THE DATA below:
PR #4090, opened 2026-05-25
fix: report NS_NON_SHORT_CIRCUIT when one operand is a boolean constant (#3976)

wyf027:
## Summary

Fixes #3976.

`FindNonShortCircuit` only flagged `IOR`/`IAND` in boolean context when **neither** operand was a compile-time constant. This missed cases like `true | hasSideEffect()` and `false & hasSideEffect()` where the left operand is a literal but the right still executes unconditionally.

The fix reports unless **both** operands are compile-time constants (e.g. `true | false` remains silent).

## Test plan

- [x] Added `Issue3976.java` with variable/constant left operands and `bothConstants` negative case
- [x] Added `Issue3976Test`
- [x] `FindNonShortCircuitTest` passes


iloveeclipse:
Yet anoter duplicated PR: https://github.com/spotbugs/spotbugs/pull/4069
End of THE DATA.
THE DATA below:
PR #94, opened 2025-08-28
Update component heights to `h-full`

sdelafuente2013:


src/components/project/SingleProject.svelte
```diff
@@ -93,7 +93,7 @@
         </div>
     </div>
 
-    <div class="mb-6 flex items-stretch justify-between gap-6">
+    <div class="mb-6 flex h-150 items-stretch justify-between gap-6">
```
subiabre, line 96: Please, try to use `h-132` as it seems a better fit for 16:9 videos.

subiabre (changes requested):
End of THE DATA.
:: ASSIGNMENT ::
Please copy the lines above from the line with "fix: report NS_NON_SHORT_CIRCUIT" up to and including the line with "Yet anoter duplicated", exactly as written and with nothing else.

:: EXERCISE ANSWER ::
fix: report NS_NON_SHORT_CIRCUIT when one operand is a boolean constant (#3976)

wyf027:
## Summary

Fixes #3976.

`FindNonShortCircuit` only flagged `IOR`/`IAND` in boolean context when **neither** operand was a compile-time constant. This missed cases like `true | hasSideEffect()` and `false & hasSideEffect()` where the left operand is a literal but the right still executes unconditionally.

The fix reports unless **both** operands are compile-time constants (e.g. `true | false` remains silent).

## Test plan

- [x] Added `Issue3976.java` with variable/constant left operands and `bothConstants` negative case
- [x] Added `Issue3976Test`
- [x] `FindNonShortCircuitTest` passes


iloveeclipse:
Yet anoter duplicated PR: https://github.com/spotbugs/spotbugs/pull/4069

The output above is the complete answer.